NEWS

Morning Security Brief: Protecting the U.S.-Canada Border, the USB Threat, Military and the Press, and Prison Victimization

By Sherry Harowitz

 

► While most border security talk centers on the United States' Southern flank, Department of Homeland Security Secretary Janet Napolitano spent some time this week in Montana discussing how the country's northern border with Canada is being secured. Funding cuts was one of the issues raised. "Close to $100 million in allocations through the American Recovery and Reinvestment Act had originally been slated to fund improvements at nine ports along the northern border, though the current expenditures are coming in lower than that, at around $50 million, with some costs still being worked out, according to Department of Homeland Security numbers," reported Allison Maier of the Independent Record. Interagency communications was another. "Kevin Bruski, the executive director of the Interoperability Montana Project associated with the state’s Information Technology Services Division, said he was there to advocate on behalf of several local governments for a change in the way the various entities who deal with border control communicate," writes Maier. "He said the system in place now does not allow for immediate and direct communication between officers and border patrol agents between the two countries."

 

► New reports from Panda Security about the threat of computer virus infection from USB devices follows on a report of how a USB left in a Pentagon parking lot led to a serious high-level threat infection within the Defense Department, reports ComputerWorld.
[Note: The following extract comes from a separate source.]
PR #1998, opened 2023-11-08
Convert "My Sets" developer page to blade

Jamiras:
Not sure exactly why, but using a bunch of smaller queries makes the page load approximately 8x faster than before.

A new survey by Panda "of more than 10,000 small- and medium-sized firms found that 27% of those victimized by a malware infection in the last year reported that the attack had originated with infected USB hardware, primarily flash drives," ComputerWorld reports.

 

► So soon after a Rolling Stone magazine article led to General Stanley McChrystal being relieved of duty, you'd think military brass would be a little reticent about speaking with the press, but not everyone got the message. Wired's Danger Room reports that Army Colonel Lawrence Sellin "got the sack yesterday from his job as a staff officer at the International Security Assistance Force Joint Command in Kabul." He wrote an op-ed for United Press International, explains Danger Room: The "colonel’s rant called into question whether ISAF’s revamped command structure, charged with coordinating the day-by-day war effort, was much more than a briefing factory."

 

► A new Bureau of Justice Statistics report finds that 4.4 percent of prison inmates and 3.1 percent of jail inmates suffered sexual victimization from 2008 to 2009. Eighty-two percent of female victims said they were pressured by staff to engage in sexual activity, according to the report: Sexual Vicitimization in Prisons and Jails Reported by Inmates, 2008-09.